** To do **
Filter the records, keeping every line that has the string "must".

--------

PR #1239, opened 2026-08-07
[DTM] SOFT-4077: Font catalog with Add and Delete

pauloiankoski:
Adds the font **catalog** to the Typography screen: a searchable dropdown over every available family, with a contextual **Add Font** / **Delete** button. Third of three stacked PRs for SOFT-4077, and the one that makes the previous two useful.

## The model

Two controls, doing different jobs — worth stating because an earlier reading had them duplicating each other:

- **Tabs** list the families in the design system and choose which one the size previews render in.
- **The dropdown is a catalog** of everything available, not a mirror of the tabs. Its button is contextual: pick a family that is not in the design system → **+ Add Font**; pick a custom one that is → **Delete**; pick a baseline family → the button is disabled, because baseline tokens are never deletable anywhere in this app.

## What it adds

- `Admin/Feed/Font_Catalog` + a second page-load-only inline global. It is **not** part of `Feed_Assembler`'s payload, which re-fetches on every write — a ~29KB list must not ride every save.
- `SearchableSelectDropdown` — the app had no searchable select, and the catalog is **1,916 families**, so a plain select was unusable. Built new per the app's independence rule.
- `use-google-font-loader` — nothing loaded font files on this page before, so a preview of "Inter" silently rendered as `system-ui`. Families in the Google catalog now get a stylesheet injected once each; system and custom families are skipped.
- The Add/Delete flows over the user-primitive endpoints.

## A minted family is a single-family stack

`$value` is `[ "Abril Fatface" ]` — the family alone, with **no invented generic fallback**. `gfonts-array.php` carries no category field (verified across all 1,916 entries), so there is no reliable way to know whether a family is serif, sans or display. Guessing `sans-serif` for a display face would be worse than omitting it.

## Worth a reviewer's attention

**External requests from wp-admin.** The loader injects `<link>` tags to `fonts.googleapis.com` so previews render truthfully. That is a real privacy/egress decision — some sites forbid it. There is no local-hosting toggle here; the plan flags it as an open question rather than assuming.

## Verification

`phpstan` clean; `phpcs`, `cspell`, `eslint` clean; `Resources/Design_Tokens` green (1305 tests); snapshot suites green with zero diffs; 258 jest tests.

Driven end to end in the browser: the catalog loads 1,916 families; search narrows correctly; picking a family not in the system enables **+ Add Font**; adding mints `primitive.font-family.custom.abril-fatface` with `$type: fontFamily` and `$value: ["Abril Fatface"]` — which is the `$type`→segment mapping from the previous PR working in anger; the new tab appears and activates; the previews render in the real downloaded face (`document.fonts.check` confirms it, not just eyeballing); the button flips to **Delete**; deleting removes the token and the tab and restores the previous family.

## Not included

A local-hosting or opt-out path for Google Fonts. Font **weights** and styles — a family is added at its default weight only. Also unchanged: the `Body` step and the px-based scale the boards show, which are open design questions on the ticket.

## Screenshots

**The catalog dropdown, searching**
c-catalog-search

**After Add Font — new tab active, button flipped to Delete, previews in the real face**
c-font-added

### DIFF
--- a/includes/resources/Design_Tokens/Admin/Feed/Font_Catalog.php
+++ b/includes/resources/Design_Tokens/Admin/Feed/Font_Catalog.php
@@ -84,6 +84,18 @@ final class Font_Catalog {
 	 * @return string[]
 	 */
 	private function custom_names(): array {
+		/**
+		 * Filters the site-registered custom fonts, the same list the block editor localizes as
+		 * c_fonts. Each entry is keyed by the font's family name or by a whole font-stack
+		 * expression (`"My Font", sans-serif`, the shape kadence_blocks_convert_custom_fonts()
+		 * builds when a fallback is registered); an integer-keyed string entry is a plain name.
+		 *
+		 * @since TBD
+		 *
+		 * @param array<string|int, mixed> $fonts The registered custom fonts.
+		 *
+		 * @return array<string|int, mixed> The registered custom fonts.
+		 */
 		$fonts = apply_filters( self::CUSTOM_FONTS_FILTER, [] );
 
 		if ( ! is_array( $fonts ) ) {
@@ -93,13 +105,37 @@ final class Font_Catalog {
 		$names = [];
 
 		foreach ( $fonts as $key => $value ) {
-			if ( is_string( $key ) ) {
-				$names[] = $key;
-			} elseif ( is_string( $value ) ) {
-				$names[] = $value;
+			$name = is_string( $key ) ? $this->family_of( $key ) : ( is_string( $value ) ? $this->family_of( $value ) : '' );
+
+			if ( $name !== '' ) {
+				$names[] = $name;
 			}
 		}
 
 		return $names;
+	}
+
+	/**
+	 * The family name a catalog entry names, taken from a font-stack expression when it carries
+	 * one: the first family, with its surrounding quotes removed.
+	 *
+	 * A registered fallback puts the whole stack in the key (`"My Font", sans-serif`). Catalogued
+	 * verbatim, that string becomes the picked font's `$value`, which Css_Renderer quotes as one
+	 * family — `font-family: "\"My Font\", sans-serif"`, invalid — and never matches its own
+	 * Google entry when the two lists are deduplicated. The family alone is what both need. The
+	 * fallback is deliberately not carried into the token: a font primitive is minted as a
+	 * single-family stack, the same rule that keeps a generic fallback from being invented for a
+	 * Google family.
+	 *
+	 * @since TBD
+	 *
+	 * @param string $entry The catalog entry, a family name or a font-stack expression.
+	 *
+	 * @return string The family name, or "" when the entry names none.
+	 */
+	private function family_of( string $entry ): string {
+		$first = explode( ',', $entry )[0];
+
+		return trim( $first, " \t\n\r\0\x0B\"'" );
 	}
 }
--- a/includes/resources/Design_Tokens/Admin/Feed/Font_Catalog.php
+++ b/includes/resources/Design_Tokens/Admin/Feed/Font_Catalog.php
@@ -1,0 +1,105 @@
+<?php declare( strict_types=1 );
+
+namespace KadenceWP\KadenceBlocks\Design_Tokens\Admin\Feed;
+
+/**
+ * Reads and normalizes the font catalog the Typography screen's searchable dropdown lists:
+ * every Google font family name plus every site-registered custom font name.
+ *
+ * The Google names come from includes/gfonts-names-array.php, the same generated, flat name
+ * list the block editor already localizes (class-kadence-blocks-editor-assets.php's g_font_names).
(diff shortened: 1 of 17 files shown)


includes/resources/Design_Tokens/Admin/Feed/Font_Catalog.php
```diff
@@ -0,0 +1,105 @@
...
+
+		$names = [];
+
+		foreach ( $fonts as $key => $value ) {
+			if ( is_string( $key ) ) {
+				$names[] = $key;
+			} elseif ( is_string( $value ) ) {
+				$names[] = $value;
+			}
+		}
```
d4mation, line 113: This allows for that weird quoted font family name with a fallback issue to happen. 

Compare this to `kadence_blocks_convert_custom_fonts()` which will use something like `"My Font", sans-serif` which becomes the array key, and `custom_names()` uses that key as the font name.

Clicking "Add Font" will set something like `$value: [ '"My Font", sans-serif' ]` which `Css_Renderer::font_family()` will convert to `font-family: "\"My Font\", sans-serif"` which is invalid.

`Font_CatalogTest` only covers a case without the fallback, so CI wasn't able to catch this.

includes/resources/Design_Tokens/Admin/Feed/Font_Catalog.php
```diff
@@ -0,0 +1,105 @@
...
+
+	/**
+	 * The site's custom font names, normalized from the custom-fonts filter's associative shape.
+	 *
+	 * @since TBD
+	 *
+	 * @return string[]
+	 */
+	private function custom_names(): array {
+		$fonts = apply_filters( self::CUSTOM_FONTS_FILTER, [] );
```
d4mation, line 99: This should have a phpdoc describing the filter since it is new. Description, `@since TBD`, `@param`s, and `@return`.

src/style-library/components/molecules/SearchableSelectDropdown.js
```diff
@@ -0,0 +1,134 @@
...
+						</span>
+						<span className="kadence-blocks-style-library__searchable-select-dropdown-icon">
+							<Icon
+								className="kadence-blocks-style-library__searchable-select-dropdown-chevron"
+								icon={chevronDown}
+							/>
+						</span>
+					</Button>
+				)}
+				renderContent={({ onClose }) => (
```
d4mation, line 84: It looks like if there's no results, there isn't a "No results"-type message but it is just blank instead, right? Maybe we should add one to make it super clear for users.

src/style-library/hooks/use-google-font-loader.js
```diff
@@ -0,0 +1,66 @@
...
+		if (!google.includes(familyName)) {
+			return;
+		}
+
+		loadedFamilies.add(familyName);
+
+		const link = document.createElement('link');
+		link.rel = 'stylesheet';
+		link.href = `https://fonts.googleapis.com/css2?family=${encodeURIComponent(familyName)}&display=swap`;
+		document.head.appendChild(link);
```
d4mation, line 64: You mentioned this in the PR description, but just noting again for when this is merged that you should record a Loom explaining this for Donaldo that we can watch when he's back so he can decide what we may want to do with this.

includes/resources/Design_Tokens/Admin/Feed/Font_Catalog.php
pauloiankoski: Reproduced with a test first — a filter entry keyed `"My Font", sans-serif` was catalogued verbatim, so the pick wrote that whole stack as one family. Fixed in a42b523: the catalog now takes the first family and strips its quotes, so `My Font` is what is listed and stored. That also fixes the Google dedupe, which never matched a stack key. The registered fallback is deliberately not carried into the token — a font primitive stays a single-family stack, same rule as not inventing a generic for a Google family. Two tests added (fallback key, and a fallback key that must dedupe away).

includes/resources/Design_Tokens/Admin/Feed/Font_Catalog.php
pauloiankoski: Added in a42b523: description, `@since TBD`, `@param` and `@return`, documenting both key shapes (family name or whole stack expression).

src/style-library/components/molecules/SearchableSelectDropdown.js
pauloiankoski: Confirmed on the Typography screen — a query with no matches left the menu blank, just the search box. Added a "No fonts found" row in a42b523, styled like the truncation footer but with no top border since it replaces the list rather than sitting under it.

c-catalog-no-results

src/style-library/hooks/use-google-font-loader.js
pauloiankoski: Noted — I will record the Loom on the Google Fonts loading approach and share it so Donaldo can pick it up when he is back.

d4mation (approved):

--------

** Task solution **
- `Admin/Feed/Font_Catalog` + a second page-load-only inline global. It is **not** part of `Feed_Assembler`'s payload, which re-fetches on every write — a ~29KB list must not ride every save.
pauloiankoski: Reproduced with a test first — a filter entry keyed `"My Font", sans-serif` was catalogued verbatim, so the pick wrote that whole stack as one family. Fixed in a42b523: the catalog now takes the first family and strips its quotes, so `My Font` is what is listed and stored. That also fixes the Google dedupe, which never matched a stack key. The registered fallback is deliberately not carried into the token — a font primitive stays a single-family stack, same rule as not inventing a generic for a Google family. Two tests added (fallback key, and a fallback key that must dedupe away).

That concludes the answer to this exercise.